Mereka yang memiliki penyakit komorbid harus dalam kondisi terkontrol untuk mendapat persetujuan vaksinasi dari dokter yang merawat.
3. Tidak sesuai usia
Sesuai anjuran pemerintah, orang yang mendapat vaksin COVID-19 adalah kelompok usia 18-59 tahun. Artinya, mereka yang diluar kelompok tersebut seperti lansia dan anak-anak, belum boleh menerima vaksin.
"Pada vaksin yang saat ini sedang diuji, tidak boleh untuk anak-anak karena belum ada penelitian pada anak-anak," ujar Prof Iris.
4. Memiliki riwayat autoimun
Secara khusus, Pengurus Pusat Perhimpunan Alergi Imunologi Indonesia (PP Peralmuni), tidak merekomendasikan pemberian vaksin COVID-19 pada orang dengan autoimun seperi SLE atau vaskulitis.
"Pasien autoimun tidak dianjurkan untuk vaksinasi Covid-19 sampai hasil penelitian yang lebih jelas telah dipublikasi," demikian bunyi rekomendasi dari PP Peralmuni.
https://maymovie98.com/movies/bisikan-iblis/
SBY Bicara Soal Mutasi COVID-19 di Inggris, Kaitkan dengan Pandemi Flu 1918
Mantan Presiden Indonesia, Susilo Bambang Yudhoyono, ikut menyoroti mutasi virus Corona COVID-19 yang terjadi di Inggris. Dalam Twitter pribadinya, ia merasa khawatir dengan munculnya varian baru Corona yang disebut lebih menular.

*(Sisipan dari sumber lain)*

PR #2092, opened 2016-10-11
(PDB-3092) Create a partial index in resource_events for querying by corrective events

kbrezina:
The main purpose of this index is to help `resource_events` queries with `corrective_change = true` - that is the case of `PE Events` queries.

It's expected that minority of events are corrective, so the partial index wouldn't consume a lot of disk space and improve performance.

### DIFF
--- a/src/puppetlabs/puppetdb/scf/migrate.clj
+++ b/src/puppetlabs/puppetdb/scf/migrate.clj
@@ -1163,6 +1163,11 @@
     "create index fact_values_value_float_idx on fact_values(value_float)"
     "create index fact_values_value_integer_idx on fact_values(value_integer)"))
 
+(defn add-corrective-change-index
+  []
+  (jdbc/do-commands
+    "CREATE INDEX resource_events_status_for_corrective_change_idx ON resource_events (status) WHERE corrective_change"))
+
 (def migrations
   "The available migrations, as a map from migration version to migration function."
   {28 init-through-2-3-8
@@ -1192,7 +1197,8 @@
    49 add-corrective-change-columns
    50 remove-historical-catalogs
    51 fact-values-value-to-jsonb
-   52 resource-params-cache-parameters-to-jsonb})
+   52 resource-params-cache-parameters-to-jsonb
+   53 add-corrective-change-index})
 
 
 (def desired-schema-version (apply max (keys migrations)))


kbrezina:
@wkalt This index has already been discussed in #2078

wkalt:
@kbrezina has the index been tested?

kbrezina:
@wkalt I've tested it locally with `events` queries from `PE Events`. The response times were several times faster when the query had `corrective_change = true` condition and this index was in place.

src/puppetlabs/puppetdb/scf/migrate.clj
```diff
@@ -1163,6 +1163,11 @@
     "create index fact_values_value_float_idx on fact_values(value_float)"
     "create index fact_values_value_integer_idx on fact_values(value_integer)"))
 
+(defn add-corrective-change-index
+  []
+  (jdbc/do-commands
+    "CREATE INDEX resource_events_status_for_corrective_change_idx ON resource_events (status) WHERE corrective_change;"))
```
kbarber: _Nitpick_: is that semi-colon superfluous at the end here?

kbarber: So the goal is to create a new index for 'status', that only maps corrective_change = true cases? So that lookup is faster? Wasn't sure if the index on status was intentional or not, or if you mean corrective_change.

Its no issue if this is true, but you should probably explain the 'why' or specifics like this that might confuse the reviewer in your commit message a little better, so I don't need to ask the question :-).

kbrezina: The purpose of this index is to speed up queries with `corrective_change = true`. Just a small percentage of events should be corrective so the partial index seems to be more appropriate here. When PE queries `resource_events` by `corrective_change` it always specifies `status` too (e.g. `[:and [:= :status "success"] [:= :corrective_change true]]` that is why the index is for `status`. IMHO, a multicolumn index for `status` and `corrective_change` is not needed since `corrective_change` is always true in case of this partial index.

kbrezina: Good catch. The semi-colon is removed now.

wkalt: In https://github.com/puppetlabs/puppetdb/pull/2078 I was envisioning this as an index on corrective_change where corrective_change=true. Part of the idea there was to benefit consumers other than the console. Have we checked to see if this index gives any benefit over that one?

wkalt:
I left a comment on Ken's outdated diff. To summarize, I was wondering if we were missing an opportunity to benefit queries other than the console's by making this index on status instead of corrective_change. I did some testing on a table of 23,942,016 events with a random 5% set to corrective_change=true. Results are here: https://gist.github.com/b671019d324afd5556f1c33a7c59138b

Takeaways are:
* The planner is smart enough to use this index in queries against corrective_change alone (status uninvolved)
* Queries against corrective_change and corrective_change + status both execute faster with Karel's index than with a partial index on corrective_change alone. The second result is expected, the first doesn't make much sense to me but is enough to convince me we're not hurting queries against corrective_change only by making the index on status.

With that in mind I'm +1 on this change.

kbrezina:
@wkalt @kbarber Thanks for your review. 👍 
I'll try to provide more details next time.

kbarber:
@kbrezina no worries mate, thanks for the work, and thanks @wkalt for digging in for proof.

Tak hanya itu, pria yang akrab dipanggil SBY ini juga berharap agar pemerintah melakukan langkah tegas agar virus Corona jenis baru ini tidak masuk ke Indonesia.
"Di Inggris muncul strain COVID-19 baru, yang lebih mudah & cepat menyebar. Pandemi Spanish Flu 1918, penyebaran virusnya juga cepat & mematikan; telan korban jiwa 50 juta lebih," Tulis SBY dalam tweetnya, Senin (21/12/2020).

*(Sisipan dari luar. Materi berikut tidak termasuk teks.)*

PR #2094, opened 2016-10-12
(PDB-3038) Merge command.clj and mq_listener.clj

senior:
This command takes the puppetlabs.puppetdb.command and
puppetlabs.puppetdb.mq-listener namespaces and puts them together. It
also collapses the two related TK services into a single TK service. As
part of this merge the API for several of the message handler functions
changed which caused test failures (most notably those in
puppetlabs.puppetdb.command-test). This commit also refactors those
tests to use the new function signatures and simplify how those
functions are used.

This commit also fixes an issue with command metrics that were causing
test failures when attempting to run only puppetlabs.puppetdb.command-test


test/puppetlabs/puppetdb/command_test.clj
```diff
@@ -957,17 +993,19 @@
...
-                    attempts (:attempts msg)]
-                (is (= 1 (count calls)))
-                (is (= 1 (count call)))
-                (is (= 1 (count attempts)))
-                (is (re-matches
-                     #"(?sm).*ERROR: could not serialize access due to concurrent update.*"
-                     (-> attempts first :exception full-sql-exception-msg)))))
+            (handle-message (store-command' q new-facts-cmd))
+            (reset! second-message? true)
+            (let [failed-cmdref (async/<!! command-chan)]
```
kbarber: So as discussed, potentially having a timeout here will alleviate any blocking issues in tests, even if it is stupidly big. A stack trace early, will show us the line of code thats failing, but a permanent blocking call, will not show us a trace, so solving a lost command scenario will be harder. Its probably not going to happen, just thinking about how one can defend from this kind of thing.

src/puppetlabs/puppetdb/command.clj
```diff
@@ -317,18 +433,124 @@
...
+
+    (mutils/multitime!
+     [(global-metric :processing-time)
+      (cmd-metric command version :processing-time)]
+
+     (process-command-and-respond! cmd scf-write-db response-chan stats)
+     (mark-both-metrics! command version :processed))
+
+    (queue/ack-command q cmd)
+    (update-counter! :depth command version dec!)))
```
rbrw: Not much pdb can do about it, so mostly just an observation, but I suppose if stock/discard managed to fail in a way that leaves the command in place, depth will be wrong until the next restart.  But stock/discard's pretty unlikely to fail as long as there's no "destination".

src/puppetlabs/puppetdb/command.clj
```diff
@@ -317,18 +433,124 @@
...
+  unhandled and expected to be caught by the caller."
+  [cmdref q scf-write-db response-chan stats]
+  (let [{:keys [command version] :as cmd} (queue/cmdref->cmd q cmdref)
+        retries (count (:attempts cmdref))]
+
+    (create-metrics-for-command! command version)
+
+    (mark-both-metrics! command version :seen)
+    (update! (global-metric :retry-counts) retries)
+    (update! (cmd-metric command version :retry-counts) retries)
```
rbrw: Might be exactly what we want, but just noticed that we bump the retry counts before processing (suppose if we didn't want that, the alternative would be in a finally block or similar).

src/puppetlabs/puppetdb/command.clj
```diff
@@ -317,18 +433,124 @@
...
+     [(global-metric :processing-time)
+      (cmd-metric command version :processing-time)]
+
+     (process-command-and-respond! cmd scf-write-db response-chan stats)
+     (mark-both-metrics! command version :processed))
+
+    (queue/ack-command q cmd)
+    (update-counter! :depth command version dec!)))
+
+(def command-delay-in-ms (* 1000 60 60))
```
rbrw: Not important, but thought about `command-delay-ms`.

test/puppetlabs/puppetdb/command_test.clj
```diff
@@ -57,42 +57,38 @@
...
+  (close [_]
+    (async/close! command-chan)
+    (async/close! response-chan)
+    (fs/delete-dir (:path dlo))
+    (#'overtone.at-at/shutdown-pool-now! @(:pool-atom delay-pool))))
+
+(defn call-with-message-handler [q]
+  (let [delay-pool (mk-pool)
+        command-chan (async/chan 10)
+        response-chan (async/chan 10)
```
rbrw: I imagine 10 here just because we know we never need more than that in the existing tests?

test/puppetlabs/puppetdb/command_test.clj
```diff
@@ -57,42 +57,38 @@
...
-  `(test-msg-handler* ~command ~delay-var ~discard-var *db* ~@body))
+(defrecord CommandHandlerContext [message-handler command-chan dlo delay-pool response-chan q]
+  java.io.Closeable
+  (close [_]
+    (async/close! command-chan)
+    (async/close! response-chan)
+    (fs/delete-dir (:path dlo))
+    (#'overtone.at-at/shutdown-pool-now! @(:pool-atom delay-pool))))
+
+(defn call-with-message-handler [q]
```
rbrw: Maybe we talked about this name?  Wondered about something other than call-with since it's not really calling anything.

test/puppetlabs/puppetdb/command_test.clj
```diff
@@ -102,92 +98,119 @@
...
+(def default-timeout-in-ms
+  (* 1000 60 5))
+
+(defn take-with-timeout!!
+  "Takes from `port` via <!!, but will throw an exception if
+  `timeout-in-ms` expires"
+  [port timeout-in-ms]
+  (async/alt!!
+    (async/timeout timeout-in-ms)
+    (throw (Exception. (format "Take from channel failed after timeout of '%s' ms was exceeded" timeout-in-ms)))
```
rbrw: Code line's a bit long, maybe wrap it a bit, and could perhaps get away with just "Channel take timed out after '%s' ms" or something.

src/puppetlabs/puppetdb/command.clj
```diff
@@ -75,21 +74,130 @@
...
+  "Create a subtree of metrics for the given command and version (if
+  present).  If a subtree of metrics already exists, this function is
+  a no-op."
+  [command version]
+  (let [storage-path [(keyword (str command version))]]
+    (when (= ::not-found (get-in @metrics storage-path ::not-found))
+      (swap! metrics assoc-in storage-path
+             (create-metrics [(keyword command) (keyword (str version))])))))
+
+(defn inc-cmd-metrics
```
wkalt: preexisting but maybe we should change this to inc-cmd-depth

src/puppetlabs/puppetdb/command.clj
```diff
@@ -75,21 +74,130 @@
...
+;; * `:retried`: the number of commands re-queued for retry
+;;
+;; * `:discarded`: the number of commands discarded for exceeding the
+;;   maximum allowable retry count
+;;
+;; * `:processing-time`: how long it takes to process a command
+;;
+;; * `:retry-counts`: histogram containing the number of times
+;;   messages have been retried prior to suceeding
+;;
```
senior: I didn't change any of this, just moved it over, but I'll add it, maybe reformat some of those comments to not take up so much space

src/puppetlabs/puppetdb/command.clj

"Saya berharap pemerintah lakukan langkah yang cepat & tepat untuk selamatkan kita dari COVID-19 baru ini," tambahnya.
Dalam sebuah studi, COVID-19 juga disebut sama mematikannya dengan pandemi flu 1918. Bahkan jumlah kematiannya diprediksi bisa lebih buruk jika para pemimpin dunia gagal dalam mengendalikannya.

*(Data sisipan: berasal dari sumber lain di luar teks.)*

PR #2095, opened 2016-10-13
(PDB-3083) Handle stockpile/store failure cases

rbrw:


rbrw:
Not sure how/if we want to test this; as yet, I don't see an easy (portable) way to "really" test it.

src/puppetlabs/puppetdb/queue.clj
```diff
@@ -183,14 +186,36 @@
...
 
+(defn store-in-stockpile [q command-stream received
+                          command version certname]
+  (try+
+   (stock/store q command-stream
+                (serialize-metadata received command version certname))
+
+   ;; Q: just delete the data for now?
+   (catch [:kind ::unable-to-commit] {:keys [stream-data]}
+     (-> "Unable to commit {0} v{1} for {2} received {3}; cleaning up"
```
senior: This will be double logged if you log it here and rethrow. Would probably be better to rethrow with this better error message as the exception message

src/puppetlabs/puppetdb/queue.clj
```diff
@@ -183,14 +186,36 @@
...
+         (i18n/trs command version (pr-str certname) received)
+         (log/error))
+     (Files/delete stream-data)
+     (throw (:cause &throw-context)))
+
+   ;; Q: just delete the data for now?
+   (catch [:kind ::path-cleanup-failure-after-error] {:keys [path exception]}
+     (->> (i18n/trs "Failed to store {0} v{1} for {2} received {3}; cleaning up"
```
senior: Same comment as above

"Apa yang ingin kami beritahukan kepada orang lain adalah ini (COVID-19) memiliki potensi seperti (pandemi) 1918. Ini bukan sesuatu yang bisa diabaikan seperti flu," kata penulis utama studi, Dr Jeremy Faust dari Harvard Medical School dikutip dari CNBC.
Diketahui, kala itu pandemi flu 1918 telah menewaskan lebih dari 50 juta orang di seluruh dunia.
Terkait adanya mutasi baru virus Corona, Menteri Kesehatan Inggris Matt Hancock pun telah memberitahukan bahwa kebijakan lockdown atau penguncian secara ketat akan dilakukan selama Natal dan tahun baru di London dan Inggris bagian tenggara untuk mencegah penyebaran virus tersebut.
"Kami bertindak sangat cepat dan tegas. Sayangnya strain baru ini di luar kendali. Kami harus mengendalikannya," tutur Hancock kepada Sky News dikutip dari Medical Xpres, Senin (21/12/2020).
Sementara itu, otoritas penasihat kesehatan Pemerintah Inggris pun menyebut varian mutasi baru virus penyebab COVID-19 ini memiliki tingkat penularan yang tinggi. Namun, hingga kini belum ada bukti yang menunjukkan varian mutasi ini lebih mematikan atau mempengaruhi vaksin.
"Kami telah memperingatkan Organisasi Kesehatan Dunia dan terus menganalisis data yang tersedia untuk meningkatkan pemahaman kami," tutur Kepala Petugas Medis Inggris, Chris Whitty melalui sebuah pernyataan dikutip dari Associated Press.